**Activity:**
In the records below, some lines hold the word "avoid". Copy each of those lines.

**Data excerpts:**
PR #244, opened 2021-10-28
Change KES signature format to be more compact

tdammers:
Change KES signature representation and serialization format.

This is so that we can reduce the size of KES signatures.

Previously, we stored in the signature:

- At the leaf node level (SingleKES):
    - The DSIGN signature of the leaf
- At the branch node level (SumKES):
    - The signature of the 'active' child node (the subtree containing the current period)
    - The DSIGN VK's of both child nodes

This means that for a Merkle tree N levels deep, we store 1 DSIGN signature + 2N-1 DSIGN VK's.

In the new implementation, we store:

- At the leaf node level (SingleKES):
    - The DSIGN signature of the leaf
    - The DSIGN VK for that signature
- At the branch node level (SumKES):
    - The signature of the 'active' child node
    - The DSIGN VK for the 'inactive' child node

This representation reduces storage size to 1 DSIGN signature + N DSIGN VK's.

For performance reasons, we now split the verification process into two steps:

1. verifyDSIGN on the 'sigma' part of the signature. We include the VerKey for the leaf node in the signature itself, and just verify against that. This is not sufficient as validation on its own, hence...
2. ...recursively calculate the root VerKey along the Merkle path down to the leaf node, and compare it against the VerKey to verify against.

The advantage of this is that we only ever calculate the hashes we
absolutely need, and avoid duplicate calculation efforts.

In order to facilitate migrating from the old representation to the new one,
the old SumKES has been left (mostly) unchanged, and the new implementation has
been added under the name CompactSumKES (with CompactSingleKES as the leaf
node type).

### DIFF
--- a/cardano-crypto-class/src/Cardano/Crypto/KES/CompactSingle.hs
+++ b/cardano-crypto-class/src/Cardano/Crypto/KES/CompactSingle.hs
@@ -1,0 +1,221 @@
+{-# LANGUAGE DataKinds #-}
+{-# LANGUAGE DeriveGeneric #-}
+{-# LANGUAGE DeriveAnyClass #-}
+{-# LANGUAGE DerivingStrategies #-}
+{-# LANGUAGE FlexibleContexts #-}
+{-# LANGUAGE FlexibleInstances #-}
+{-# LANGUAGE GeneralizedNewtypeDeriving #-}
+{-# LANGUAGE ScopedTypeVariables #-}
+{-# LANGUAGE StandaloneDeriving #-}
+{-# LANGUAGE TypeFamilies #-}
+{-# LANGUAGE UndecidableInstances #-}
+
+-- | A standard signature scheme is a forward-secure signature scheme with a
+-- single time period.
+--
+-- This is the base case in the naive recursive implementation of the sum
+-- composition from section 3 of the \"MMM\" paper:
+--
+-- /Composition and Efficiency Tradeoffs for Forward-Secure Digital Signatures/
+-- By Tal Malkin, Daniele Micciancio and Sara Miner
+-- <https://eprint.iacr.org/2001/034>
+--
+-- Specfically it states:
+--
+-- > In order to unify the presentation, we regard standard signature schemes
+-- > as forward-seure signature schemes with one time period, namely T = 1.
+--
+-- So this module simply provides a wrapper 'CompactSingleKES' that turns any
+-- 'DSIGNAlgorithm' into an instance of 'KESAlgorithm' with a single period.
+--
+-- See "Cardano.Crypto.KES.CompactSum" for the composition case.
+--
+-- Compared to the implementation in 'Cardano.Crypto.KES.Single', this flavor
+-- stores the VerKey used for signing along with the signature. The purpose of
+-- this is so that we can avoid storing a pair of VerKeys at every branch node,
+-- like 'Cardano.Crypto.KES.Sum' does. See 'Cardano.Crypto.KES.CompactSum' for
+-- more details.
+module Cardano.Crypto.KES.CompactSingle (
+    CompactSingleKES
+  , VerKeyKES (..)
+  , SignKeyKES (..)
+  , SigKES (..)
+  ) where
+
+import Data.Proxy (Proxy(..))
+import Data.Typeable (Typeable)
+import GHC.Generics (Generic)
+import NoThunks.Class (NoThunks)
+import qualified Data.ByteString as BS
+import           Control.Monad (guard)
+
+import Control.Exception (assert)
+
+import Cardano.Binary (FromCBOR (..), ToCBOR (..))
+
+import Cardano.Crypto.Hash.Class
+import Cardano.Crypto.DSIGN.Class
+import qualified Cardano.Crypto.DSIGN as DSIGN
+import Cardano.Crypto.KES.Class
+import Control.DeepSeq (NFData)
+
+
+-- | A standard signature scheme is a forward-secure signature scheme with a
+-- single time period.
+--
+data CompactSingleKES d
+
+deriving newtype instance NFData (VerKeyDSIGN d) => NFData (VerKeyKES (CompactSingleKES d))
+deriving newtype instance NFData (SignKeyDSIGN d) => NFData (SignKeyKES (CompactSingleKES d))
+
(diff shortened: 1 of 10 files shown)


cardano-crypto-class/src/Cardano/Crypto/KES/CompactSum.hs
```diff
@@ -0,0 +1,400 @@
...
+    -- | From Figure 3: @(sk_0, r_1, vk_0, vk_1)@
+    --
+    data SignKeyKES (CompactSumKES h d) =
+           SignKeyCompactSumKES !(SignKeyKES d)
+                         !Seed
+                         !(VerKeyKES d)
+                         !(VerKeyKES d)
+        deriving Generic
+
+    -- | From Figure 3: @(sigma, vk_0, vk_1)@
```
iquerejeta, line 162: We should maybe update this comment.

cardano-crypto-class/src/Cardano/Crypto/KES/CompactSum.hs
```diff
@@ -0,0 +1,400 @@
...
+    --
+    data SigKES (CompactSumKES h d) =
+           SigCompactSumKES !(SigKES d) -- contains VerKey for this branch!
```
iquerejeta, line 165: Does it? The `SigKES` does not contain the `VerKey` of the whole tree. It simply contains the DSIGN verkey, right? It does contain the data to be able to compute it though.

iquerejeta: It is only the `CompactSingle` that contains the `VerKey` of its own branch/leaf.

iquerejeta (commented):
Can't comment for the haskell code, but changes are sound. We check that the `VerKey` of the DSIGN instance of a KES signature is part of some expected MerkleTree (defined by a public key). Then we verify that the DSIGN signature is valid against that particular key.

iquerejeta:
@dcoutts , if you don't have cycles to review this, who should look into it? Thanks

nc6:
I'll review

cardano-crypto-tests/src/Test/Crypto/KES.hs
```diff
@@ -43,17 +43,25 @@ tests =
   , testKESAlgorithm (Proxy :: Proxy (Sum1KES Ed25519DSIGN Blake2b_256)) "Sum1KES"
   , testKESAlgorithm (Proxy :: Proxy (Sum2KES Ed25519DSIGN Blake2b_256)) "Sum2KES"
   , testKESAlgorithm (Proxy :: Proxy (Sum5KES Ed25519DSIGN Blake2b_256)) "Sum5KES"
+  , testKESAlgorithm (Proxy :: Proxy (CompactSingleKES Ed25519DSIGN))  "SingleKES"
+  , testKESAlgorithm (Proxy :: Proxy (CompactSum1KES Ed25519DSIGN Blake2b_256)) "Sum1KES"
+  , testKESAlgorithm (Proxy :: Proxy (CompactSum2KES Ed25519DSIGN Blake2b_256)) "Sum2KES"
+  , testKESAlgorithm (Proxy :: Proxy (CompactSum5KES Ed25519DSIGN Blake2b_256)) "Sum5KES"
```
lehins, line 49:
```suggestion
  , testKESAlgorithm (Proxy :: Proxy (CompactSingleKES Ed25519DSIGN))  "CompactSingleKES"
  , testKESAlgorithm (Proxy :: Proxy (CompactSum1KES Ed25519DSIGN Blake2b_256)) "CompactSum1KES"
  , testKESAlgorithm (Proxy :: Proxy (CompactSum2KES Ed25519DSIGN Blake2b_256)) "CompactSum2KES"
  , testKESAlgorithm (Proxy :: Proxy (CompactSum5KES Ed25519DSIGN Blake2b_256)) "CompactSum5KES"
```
==
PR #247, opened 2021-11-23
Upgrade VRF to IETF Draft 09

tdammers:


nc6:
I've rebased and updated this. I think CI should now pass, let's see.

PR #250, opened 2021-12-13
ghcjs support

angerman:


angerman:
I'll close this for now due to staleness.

**Answer to the problem:**
absolutely need, and avoid duplicate calculation efforts.
+-- this is so that we can avoid storing a pair of VerKeys at every branch node,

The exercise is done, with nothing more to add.